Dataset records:
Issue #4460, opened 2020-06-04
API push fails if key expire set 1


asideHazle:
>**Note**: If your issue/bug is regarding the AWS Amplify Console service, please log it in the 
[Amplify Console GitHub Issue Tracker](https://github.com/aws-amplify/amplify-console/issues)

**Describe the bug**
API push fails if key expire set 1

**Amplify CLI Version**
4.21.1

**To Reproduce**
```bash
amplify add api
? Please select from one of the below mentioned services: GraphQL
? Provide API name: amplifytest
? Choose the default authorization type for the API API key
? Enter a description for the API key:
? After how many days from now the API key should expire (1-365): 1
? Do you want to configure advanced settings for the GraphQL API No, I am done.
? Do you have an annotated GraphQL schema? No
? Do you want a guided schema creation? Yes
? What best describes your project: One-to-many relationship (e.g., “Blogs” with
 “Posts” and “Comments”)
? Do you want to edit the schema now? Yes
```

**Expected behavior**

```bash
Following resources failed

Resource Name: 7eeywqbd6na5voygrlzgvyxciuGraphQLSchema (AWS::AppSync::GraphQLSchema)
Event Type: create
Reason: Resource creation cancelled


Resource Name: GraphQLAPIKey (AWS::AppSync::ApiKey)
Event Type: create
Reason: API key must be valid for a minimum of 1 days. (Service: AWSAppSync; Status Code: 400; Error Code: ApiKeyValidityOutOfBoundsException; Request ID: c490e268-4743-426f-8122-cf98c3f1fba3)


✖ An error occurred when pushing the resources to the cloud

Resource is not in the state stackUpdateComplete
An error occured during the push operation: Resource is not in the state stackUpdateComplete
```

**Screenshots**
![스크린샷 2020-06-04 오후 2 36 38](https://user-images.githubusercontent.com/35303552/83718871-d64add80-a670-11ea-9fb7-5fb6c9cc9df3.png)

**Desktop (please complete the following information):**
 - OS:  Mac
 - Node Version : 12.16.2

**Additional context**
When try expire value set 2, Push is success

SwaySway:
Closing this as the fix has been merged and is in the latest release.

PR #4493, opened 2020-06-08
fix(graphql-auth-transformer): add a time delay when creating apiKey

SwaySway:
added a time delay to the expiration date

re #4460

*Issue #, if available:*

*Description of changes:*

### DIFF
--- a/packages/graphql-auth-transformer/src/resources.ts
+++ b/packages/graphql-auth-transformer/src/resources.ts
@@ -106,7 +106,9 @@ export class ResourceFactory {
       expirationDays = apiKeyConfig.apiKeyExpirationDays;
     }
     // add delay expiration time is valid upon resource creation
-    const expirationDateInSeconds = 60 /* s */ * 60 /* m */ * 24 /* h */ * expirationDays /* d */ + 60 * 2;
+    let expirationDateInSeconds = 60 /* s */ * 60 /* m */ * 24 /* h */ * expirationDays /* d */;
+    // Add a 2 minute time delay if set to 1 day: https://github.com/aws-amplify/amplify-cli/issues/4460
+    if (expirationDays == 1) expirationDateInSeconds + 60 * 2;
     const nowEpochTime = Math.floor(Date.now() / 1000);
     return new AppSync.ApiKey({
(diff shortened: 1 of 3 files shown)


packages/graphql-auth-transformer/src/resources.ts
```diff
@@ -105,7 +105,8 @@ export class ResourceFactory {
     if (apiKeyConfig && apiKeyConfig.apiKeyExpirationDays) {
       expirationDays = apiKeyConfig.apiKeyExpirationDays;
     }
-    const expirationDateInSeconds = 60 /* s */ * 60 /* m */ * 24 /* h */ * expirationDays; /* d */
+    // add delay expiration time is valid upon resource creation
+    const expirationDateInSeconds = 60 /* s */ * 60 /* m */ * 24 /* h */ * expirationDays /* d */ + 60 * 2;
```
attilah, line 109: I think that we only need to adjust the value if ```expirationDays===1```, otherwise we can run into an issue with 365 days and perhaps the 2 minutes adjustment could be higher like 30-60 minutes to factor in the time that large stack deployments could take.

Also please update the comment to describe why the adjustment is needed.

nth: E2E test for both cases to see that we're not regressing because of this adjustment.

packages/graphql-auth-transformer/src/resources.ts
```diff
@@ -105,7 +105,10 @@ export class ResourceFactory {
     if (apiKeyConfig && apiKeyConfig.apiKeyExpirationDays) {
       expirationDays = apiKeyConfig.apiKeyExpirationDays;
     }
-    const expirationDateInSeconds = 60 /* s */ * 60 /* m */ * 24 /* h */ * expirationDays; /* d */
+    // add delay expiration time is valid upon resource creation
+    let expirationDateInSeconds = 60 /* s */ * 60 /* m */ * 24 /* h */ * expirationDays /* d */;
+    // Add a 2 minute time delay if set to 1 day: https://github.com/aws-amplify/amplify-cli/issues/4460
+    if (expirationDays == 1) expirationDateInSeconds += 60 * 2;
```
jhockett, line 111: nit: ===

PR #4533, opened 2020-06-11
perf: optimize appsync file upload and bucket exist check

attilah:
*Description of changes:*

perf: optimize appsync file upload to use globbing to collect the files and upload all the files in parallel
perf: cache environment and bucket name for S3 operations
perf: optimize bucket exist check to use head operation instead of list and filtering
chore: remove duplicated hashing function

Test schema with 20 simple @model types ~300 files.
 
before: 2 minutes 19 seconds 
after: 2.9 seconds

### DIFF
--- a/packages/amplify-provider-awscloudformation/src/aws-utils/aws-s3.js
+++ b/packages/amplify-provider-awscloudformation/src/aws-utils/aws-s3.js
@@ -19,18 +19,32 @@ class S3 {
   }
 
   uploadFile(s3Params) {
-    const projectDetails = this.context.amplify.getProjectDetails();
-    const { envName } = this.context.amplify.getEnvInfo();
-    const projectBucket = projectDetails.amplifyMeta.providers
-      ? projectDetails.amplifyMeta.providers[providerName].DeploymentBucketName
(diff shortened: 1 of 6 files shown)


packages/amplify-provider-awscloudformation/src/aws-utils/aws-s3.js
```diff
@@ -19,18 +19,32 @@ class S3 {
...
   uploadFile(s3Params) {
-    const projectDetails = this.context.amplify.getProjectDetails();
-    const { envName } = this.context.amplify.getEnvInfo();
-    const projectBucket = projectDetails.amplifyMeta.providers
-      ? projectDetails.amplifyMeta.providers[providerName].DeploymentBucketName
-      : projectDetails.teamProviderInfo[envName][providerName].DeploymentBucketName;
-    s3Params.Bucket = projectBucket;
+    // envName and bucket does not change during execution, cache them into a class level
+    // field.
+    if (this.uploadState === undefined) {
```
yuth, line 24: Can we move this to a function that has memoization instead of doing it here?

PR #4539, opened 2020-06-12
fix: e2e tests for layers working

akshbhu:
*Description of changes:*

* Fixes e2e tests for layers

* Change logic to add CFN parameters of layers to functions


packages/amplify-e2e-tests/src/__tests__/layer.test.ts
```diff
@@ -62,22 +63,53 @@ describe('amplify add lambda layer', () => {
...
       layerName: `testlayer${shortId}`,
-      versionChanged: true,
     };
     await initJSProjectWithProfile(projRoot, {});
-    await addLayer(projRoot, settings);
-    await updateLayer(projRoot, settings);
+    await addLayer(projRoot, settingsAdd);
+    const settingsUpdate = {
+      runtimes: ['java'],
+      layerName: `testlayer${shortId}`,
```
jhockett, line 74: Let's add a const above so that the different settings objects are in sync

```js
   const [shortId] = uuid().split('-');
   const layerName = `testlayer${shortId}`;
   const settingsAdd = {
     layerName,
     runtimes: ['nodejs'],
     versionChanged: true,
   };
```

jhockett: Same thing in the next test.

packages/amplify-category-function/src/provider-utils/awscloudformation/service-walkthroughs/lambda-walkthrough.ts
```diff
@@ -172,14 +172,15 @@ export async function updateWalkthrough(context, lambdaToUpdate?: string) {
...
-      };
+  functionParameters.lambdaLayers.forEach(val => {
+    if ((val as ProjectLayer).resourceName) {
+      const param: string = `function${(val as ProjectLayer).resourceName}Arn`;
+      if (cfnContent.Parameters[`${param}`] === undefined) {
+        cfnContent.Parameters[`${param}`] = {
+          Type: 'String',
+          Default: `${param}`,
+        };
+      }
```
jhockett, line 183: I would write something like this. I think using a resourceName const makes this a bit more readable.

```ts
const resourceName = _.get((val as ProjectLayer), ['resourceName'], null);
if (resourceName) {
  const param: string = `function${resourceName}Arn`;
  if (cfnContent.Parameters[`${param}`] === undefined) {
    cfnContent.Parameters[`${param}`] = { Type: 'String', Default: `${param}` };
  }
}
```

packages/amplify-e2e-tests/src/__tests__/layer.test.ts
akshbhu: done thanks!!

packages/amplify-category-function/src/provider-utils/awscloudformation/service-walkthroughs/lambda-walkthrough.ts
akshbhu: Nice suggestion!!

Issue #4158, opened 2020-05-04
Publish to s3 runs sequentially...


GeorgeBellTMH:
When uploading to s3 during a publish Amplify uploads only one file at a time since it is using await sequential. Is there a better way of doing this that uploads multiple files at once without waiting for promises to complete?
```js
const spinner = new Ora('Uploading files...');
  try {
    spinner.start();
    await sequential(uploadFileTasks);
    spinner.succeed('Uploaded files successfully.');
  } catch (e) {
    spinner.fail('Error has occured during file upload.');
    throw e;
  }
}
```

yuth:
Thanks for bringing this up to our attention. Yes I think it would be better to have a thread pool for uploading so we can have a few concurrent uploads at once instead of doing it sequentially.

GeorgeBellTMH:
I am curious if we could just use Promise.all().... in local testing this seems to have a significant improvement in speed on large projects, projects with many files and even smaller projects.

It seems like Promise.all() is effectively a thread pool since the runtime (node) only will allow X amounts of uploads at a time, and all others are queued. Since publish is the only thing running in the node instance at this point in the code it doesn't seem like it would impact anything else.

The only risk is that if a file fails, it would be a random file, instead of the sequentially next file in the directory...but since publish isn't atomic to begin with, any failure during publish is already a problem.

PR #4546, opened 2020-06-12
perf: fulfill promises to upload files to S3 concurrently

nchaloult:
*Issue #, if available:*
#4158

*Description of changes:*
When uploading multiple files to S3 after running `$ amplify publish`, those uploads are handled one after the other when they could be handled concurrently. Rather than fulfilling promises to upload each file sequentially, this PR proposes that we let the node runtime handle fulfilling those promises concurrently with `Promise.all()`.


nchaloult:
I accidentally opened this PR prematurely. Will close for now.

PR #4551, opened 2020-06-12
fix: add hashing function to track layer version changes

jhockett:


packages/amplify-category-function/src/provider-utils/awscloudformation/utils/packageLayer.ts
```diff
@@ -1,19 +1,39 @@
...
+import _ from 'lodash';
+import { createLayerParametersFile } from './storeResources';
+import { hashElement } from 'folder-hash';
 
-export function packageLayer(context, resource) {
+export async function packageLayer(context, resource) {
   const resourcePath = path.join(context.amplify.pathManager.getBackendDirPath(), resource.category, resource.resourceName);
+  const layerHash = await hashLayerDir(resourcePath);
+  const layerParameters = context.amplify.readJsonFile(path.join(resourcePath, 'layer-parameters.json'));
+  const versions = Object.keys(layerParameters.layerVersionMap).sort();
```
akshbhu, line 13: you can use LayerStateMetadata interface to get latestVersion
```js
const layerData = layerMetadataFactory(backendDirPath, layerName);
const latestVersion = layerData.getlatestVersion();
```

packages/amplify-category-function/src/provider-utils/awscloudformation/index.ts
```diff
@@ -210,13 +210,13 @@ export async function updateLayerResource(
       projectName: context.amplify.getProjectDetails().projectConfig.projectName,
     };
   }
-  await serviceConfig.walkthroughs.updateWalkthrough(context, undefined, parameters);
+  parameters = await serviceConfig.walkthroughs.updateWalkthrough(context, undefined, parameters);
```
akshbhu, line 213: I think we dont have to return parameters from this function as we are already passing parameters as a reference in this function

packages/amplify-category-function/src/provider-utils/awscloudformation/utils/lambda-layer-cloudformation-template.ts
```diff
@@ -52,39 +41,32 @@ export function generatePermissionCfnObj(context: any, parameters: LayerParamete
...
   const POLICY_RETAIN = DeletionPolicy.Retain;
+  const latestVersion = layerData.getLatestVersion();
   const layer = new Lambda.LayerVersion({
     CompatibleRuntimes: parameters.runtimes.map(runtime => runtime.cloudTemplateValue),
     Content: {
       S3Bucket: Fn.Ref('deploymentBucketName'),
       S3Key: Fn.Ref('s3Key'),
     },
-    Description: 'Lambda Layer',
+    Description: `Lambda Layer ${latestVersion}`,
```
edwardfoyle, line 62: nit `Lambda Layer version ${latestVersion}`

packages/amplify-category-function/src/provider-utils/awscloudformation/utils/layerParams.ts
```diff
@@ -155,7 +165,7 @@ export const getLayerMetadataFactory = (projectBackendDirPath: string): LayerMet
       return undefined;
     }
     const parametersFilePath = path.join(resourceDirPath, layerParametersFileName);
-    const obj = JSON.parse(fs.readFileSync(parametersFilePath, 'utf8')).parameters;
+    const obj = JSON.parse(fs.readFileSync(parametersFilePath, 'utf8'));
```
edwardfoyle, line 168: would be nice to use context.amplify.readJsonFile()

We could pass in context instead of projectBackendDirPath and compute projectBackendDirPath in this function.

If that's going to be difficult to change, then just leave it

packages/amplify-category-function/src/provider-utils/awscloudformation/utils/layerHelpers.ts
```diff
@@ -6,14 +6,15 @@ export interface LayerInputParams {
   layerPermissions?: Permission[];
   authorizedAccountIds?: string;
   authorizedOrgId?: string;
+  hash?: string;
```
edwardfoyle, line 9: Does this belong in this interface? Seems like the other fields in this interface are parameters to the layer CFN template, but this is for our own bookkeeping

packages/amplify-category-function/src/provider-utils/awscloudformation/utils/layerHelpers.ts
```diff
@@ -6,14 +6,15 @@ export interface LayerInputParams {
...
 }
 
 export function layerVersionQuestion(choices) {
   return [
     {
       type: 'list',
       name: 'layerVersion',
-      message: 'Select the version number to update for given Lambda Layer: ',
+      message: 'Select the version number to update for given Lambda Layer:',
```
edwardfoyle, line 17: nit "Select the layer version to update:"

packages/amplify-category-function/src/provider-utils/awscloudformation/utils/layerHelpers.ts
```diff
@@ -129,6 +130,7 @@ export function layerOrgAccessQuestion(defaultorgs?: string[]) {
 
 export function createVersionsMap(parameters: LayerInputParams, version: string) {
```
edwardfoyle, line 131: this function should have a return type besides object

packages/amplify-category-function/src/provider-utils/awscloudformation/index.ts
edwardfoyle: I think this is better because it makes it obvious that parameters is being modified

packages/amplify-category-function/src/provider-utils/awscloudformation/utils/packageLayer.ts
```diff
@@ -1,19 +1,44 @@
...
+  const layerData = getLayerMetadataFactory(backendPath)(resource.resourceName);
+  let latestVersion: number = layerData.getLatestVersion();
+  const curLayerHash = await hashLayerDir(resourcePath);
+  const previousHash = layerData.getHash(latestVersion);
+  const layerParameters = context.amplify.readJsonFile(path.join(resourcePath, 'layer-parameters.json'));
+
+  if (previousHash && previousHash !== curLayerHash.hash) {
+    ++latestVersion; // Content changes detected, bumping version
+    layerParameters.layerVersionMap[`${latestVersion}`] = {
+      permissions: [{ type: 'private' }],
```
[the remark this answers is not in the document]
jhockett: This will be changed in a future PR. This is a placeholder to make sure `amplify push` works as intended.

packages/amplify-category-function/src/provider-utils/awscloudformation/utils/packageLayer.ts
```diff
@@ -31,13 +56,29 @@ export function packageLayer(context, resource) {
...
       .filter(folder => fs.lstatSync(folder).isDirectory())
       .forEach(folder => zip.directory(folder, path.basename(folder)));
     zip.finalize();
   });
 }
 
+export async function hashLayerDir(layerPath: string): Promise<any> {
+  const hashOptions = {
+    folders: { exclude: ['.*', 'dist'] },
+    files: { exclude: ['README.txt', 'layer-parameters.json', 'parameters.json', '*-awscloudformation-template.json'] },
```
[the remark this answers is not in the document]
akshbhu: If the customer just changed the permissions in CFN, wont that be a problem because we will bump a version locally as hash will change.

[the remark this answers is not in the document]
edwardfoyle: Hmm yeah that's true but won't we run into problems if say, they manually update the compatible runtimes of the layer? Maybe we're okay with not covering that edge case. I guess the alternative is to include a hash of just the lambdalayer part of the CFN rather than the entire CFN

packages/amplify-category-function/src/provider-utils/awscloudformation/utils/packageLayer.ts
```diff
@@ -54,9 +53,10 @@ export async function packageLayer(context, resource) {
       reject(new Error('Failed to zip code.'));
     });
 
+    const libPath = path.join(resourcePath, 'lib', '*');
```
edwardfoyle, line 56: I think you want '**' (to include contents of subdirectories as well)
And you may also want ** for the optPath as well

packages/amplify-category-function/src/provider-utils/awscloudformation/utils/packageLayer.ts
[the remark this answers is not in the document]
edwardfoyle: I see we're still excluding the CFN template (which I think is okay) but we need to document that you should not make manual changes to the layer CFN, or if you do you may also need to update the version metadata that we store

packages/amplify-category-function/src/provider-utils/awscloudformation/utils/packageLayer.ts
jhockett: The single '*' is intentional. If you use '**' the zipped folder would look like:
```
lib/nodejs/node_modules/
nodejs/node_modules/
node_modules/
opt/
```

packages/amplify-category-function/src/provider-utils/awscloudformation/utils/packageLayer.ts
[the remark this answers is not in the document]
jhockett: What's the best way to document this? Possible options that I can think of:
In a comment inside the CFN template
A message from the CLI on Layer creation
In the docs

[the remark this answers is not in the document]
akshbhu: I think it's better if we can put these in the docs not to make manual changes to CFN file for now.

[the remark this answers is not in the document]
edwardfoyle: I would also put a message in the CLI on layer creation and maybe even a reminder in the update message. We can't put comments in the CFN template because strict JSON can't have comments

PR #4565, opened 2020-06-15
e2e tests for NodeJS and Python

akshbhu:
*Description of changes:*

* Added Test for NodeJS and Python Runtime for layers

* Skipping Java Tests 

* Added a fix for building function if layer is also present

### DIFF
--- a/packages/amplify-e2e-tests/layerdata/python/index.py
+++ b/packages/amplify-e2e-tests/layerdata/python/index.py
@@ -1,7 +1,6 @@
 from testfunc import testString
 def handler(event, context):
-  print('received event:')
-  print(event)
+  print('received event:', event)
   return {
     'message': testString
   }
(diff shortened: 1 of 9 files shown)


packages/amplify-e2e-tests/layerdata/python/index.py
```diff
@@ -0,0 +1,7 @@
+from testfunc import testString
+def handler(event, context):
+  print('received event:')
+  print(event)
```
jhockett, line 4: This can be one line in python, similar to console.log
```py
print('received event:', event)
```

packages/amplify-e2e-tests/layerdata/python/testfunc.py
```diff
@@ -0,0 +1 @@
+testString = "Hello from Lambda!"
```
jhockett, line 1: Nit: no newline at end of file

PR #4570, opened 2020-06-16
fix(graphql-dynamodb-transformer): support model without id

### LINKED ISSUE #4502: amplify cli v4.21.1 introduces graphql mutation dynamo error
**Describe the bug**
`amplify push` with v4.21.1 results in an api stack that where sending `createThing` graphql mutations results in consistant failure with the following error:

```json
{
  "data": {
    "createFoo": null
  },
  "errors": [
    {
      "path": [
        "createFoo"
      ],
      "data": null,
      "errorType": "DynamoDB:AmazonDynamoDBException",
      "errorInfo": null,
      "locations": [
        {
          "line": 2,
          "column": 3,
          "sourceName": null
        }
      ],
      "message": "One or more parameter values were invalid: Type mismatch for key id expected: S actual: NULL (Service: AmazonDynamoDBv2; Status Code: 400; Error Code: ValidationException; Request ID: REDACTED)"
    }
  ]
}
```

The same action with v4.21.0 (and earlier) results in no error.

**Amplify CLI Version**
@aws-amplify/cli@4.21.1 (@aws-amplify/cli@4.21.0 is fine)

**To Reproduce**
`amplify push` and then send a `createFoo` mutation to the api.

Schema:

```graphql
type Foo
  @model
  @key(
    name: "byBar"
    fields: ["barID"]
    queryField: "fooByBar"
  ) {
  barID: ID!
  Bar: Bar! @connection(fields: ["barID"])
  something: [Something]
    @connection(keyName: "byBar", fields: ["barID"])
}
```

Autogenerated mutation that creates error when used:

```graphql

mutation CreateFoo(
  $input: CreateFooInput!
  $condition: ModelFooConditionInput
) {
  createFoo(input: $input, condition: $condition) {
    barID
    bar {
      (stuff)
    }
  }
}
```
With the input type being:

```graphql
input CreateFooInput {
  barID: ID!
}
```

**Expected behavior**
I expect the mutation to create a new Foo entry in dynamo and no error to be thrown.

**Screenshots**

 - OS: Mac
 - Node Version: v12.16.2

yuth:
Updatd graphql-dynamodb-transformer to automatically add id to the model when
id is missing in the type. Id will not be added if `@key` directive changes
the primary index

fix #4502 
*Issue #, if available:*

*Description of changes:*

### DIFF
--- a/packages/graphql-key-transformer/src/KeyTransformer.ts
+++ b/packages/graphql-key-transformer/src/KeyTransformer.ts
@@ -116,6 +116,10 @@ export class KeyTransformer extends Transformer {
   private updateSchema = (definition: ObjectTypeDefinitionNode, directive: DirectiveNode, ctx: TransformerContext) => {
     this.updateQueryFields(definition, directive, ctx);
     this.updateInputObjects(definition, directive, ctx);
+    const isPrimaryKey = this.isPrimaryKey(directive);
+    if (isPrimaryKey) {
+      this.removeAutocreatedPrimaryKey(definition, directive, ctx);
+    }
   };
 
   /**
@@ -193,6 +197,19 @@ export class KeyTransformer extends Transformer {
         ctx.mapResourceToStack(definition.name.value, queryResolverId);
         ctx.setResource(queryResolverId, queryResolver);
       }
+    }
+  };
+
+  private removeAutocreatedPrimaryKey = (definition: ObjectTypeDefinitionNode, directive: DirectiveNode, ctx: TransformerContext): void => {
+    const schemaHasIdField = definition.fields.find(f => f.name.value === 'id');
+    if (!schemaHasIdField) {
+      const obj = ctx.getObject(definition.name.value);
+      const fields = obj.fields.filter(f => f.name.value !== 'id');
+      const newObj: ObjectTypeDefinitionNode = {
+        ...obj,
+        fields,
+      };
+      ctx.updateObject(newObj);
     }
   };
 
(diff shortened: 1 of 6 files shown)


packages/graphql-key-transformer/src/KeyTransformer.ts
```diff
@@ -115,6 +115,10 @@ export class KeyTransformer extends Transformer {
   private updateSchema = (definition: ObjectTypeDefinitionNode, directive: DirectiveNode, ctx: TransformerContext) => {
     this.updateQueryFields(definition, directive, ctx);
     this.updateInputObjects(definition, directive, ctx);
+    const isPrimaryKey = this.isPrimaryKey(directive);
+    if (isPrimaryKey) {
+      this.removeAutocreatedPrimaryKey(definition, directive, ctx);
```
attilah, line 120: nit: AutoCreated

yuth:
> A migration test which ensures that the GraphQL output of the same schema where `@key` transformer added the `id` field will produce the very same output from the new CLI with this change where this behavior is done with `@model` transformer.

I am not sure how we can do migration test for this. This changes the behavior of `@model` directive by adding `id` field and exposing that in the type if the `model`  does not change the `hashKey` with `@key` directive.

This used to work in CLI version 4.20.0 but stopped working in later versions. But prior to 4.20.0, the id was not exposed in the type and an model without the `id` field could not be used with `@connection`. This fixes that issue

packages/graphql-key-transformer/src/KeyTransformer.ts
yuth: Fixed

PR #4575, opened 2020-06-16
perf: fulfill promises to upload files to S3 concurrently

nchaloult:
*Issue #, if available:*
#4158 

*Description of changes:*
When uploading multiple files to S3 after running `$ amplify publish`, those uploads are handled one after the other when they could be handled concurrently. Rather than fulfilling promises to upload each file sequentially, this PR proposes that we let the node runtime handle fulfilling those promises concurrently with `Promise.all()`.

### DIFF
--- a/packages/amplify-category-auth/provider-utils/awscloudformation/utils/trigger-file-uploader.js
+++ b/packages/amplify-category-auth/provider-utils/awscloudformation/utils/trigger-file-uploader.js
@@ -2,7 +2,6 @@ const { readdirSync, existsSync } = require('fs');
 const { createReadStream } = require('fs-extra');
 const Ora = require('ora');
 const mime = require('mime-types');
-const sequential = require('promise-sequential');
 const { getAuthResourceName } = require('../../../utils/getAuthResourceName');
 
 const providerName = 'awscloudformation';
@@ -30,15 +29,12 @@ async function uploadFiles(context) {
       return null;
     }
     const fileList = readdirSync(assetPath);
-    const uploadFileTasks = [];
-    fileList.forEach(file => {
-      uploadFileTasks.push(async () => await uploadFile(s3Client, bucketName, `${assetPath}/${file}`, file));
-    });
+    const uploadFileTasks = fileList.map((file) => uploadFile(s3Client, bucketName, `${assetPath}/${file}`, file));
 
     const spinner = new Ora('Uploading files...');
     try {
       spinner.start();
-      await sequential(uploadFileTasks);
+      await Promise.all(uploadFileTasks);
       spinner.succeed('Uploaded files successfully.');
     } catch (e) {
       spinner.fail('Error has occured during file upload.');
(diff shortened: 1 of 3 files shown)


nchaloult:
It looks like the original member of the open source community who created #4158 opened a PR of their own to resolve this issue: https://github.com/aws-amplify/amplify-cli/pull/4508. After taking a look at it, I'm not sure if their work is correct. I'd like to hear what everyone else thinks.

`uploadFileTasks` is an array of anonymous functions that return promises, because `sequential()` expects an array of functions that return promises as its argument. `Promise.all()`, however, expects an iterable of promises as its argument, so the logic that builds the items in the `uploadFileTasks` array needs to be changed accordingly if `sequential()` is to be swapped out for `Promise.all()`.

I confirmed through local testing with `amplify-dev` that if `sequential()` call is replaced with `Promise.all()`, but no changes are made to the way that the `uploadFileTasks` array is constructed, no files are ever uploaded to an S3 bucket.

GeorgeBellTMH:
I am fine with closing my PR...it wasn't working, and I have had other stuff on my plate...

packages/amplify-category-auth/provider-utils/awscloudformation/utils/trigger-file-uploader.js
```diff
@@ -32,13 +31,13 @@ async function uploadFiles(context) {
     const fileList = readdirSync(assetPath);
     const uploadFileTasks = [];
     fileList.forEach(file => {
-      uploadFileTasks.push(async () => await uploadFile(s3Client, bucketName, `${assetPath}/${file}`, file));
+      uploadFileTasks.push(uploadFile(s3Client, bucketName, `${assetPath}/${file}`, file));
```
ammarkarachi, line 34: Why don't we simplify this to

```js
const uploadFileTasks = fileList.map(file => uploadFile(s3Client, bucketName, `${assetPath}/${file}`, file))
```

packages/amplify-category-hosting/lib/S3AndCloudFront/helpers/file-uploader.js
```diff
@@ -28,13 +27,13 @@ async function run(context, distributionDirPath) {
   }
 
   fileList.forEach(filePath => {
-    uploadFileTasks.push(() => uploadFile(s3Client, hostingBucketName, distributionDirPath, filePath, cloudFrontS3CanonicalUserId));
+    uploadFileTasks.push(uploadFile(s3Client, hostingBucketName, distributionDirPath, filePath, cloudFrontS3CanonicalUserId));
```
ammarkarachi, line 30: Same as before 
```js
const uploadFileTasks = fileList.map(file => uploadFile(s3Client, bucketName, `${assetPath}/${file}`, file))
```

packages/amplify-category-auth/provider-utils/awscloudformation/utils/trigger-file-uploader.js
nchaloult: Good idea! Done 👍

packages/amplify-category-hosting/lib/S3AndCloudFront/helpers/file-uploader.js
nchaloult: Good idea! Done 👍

• [Task]
Scan the records above for the string "delay", then report every line that contains it.

• [Output of the exercise]
fix(graphql-auth-transformer): add a time delay when creating apiKey
added a time delay to the expiration date
     // add delay expiration time is valid upon resource creation
+    // Add a 2 minute time delay if set to 1 day: https://github.com/aws-amplify/amplify-cli/issues/4460
+    // add delay expiration time is valid upon resource creation
+    // add delay expiration time is valid upon resource creation
+    // Add a 2 minute time delay if set to 1 day: https://github.com/aws-amplify/amplify-cli/issues/4460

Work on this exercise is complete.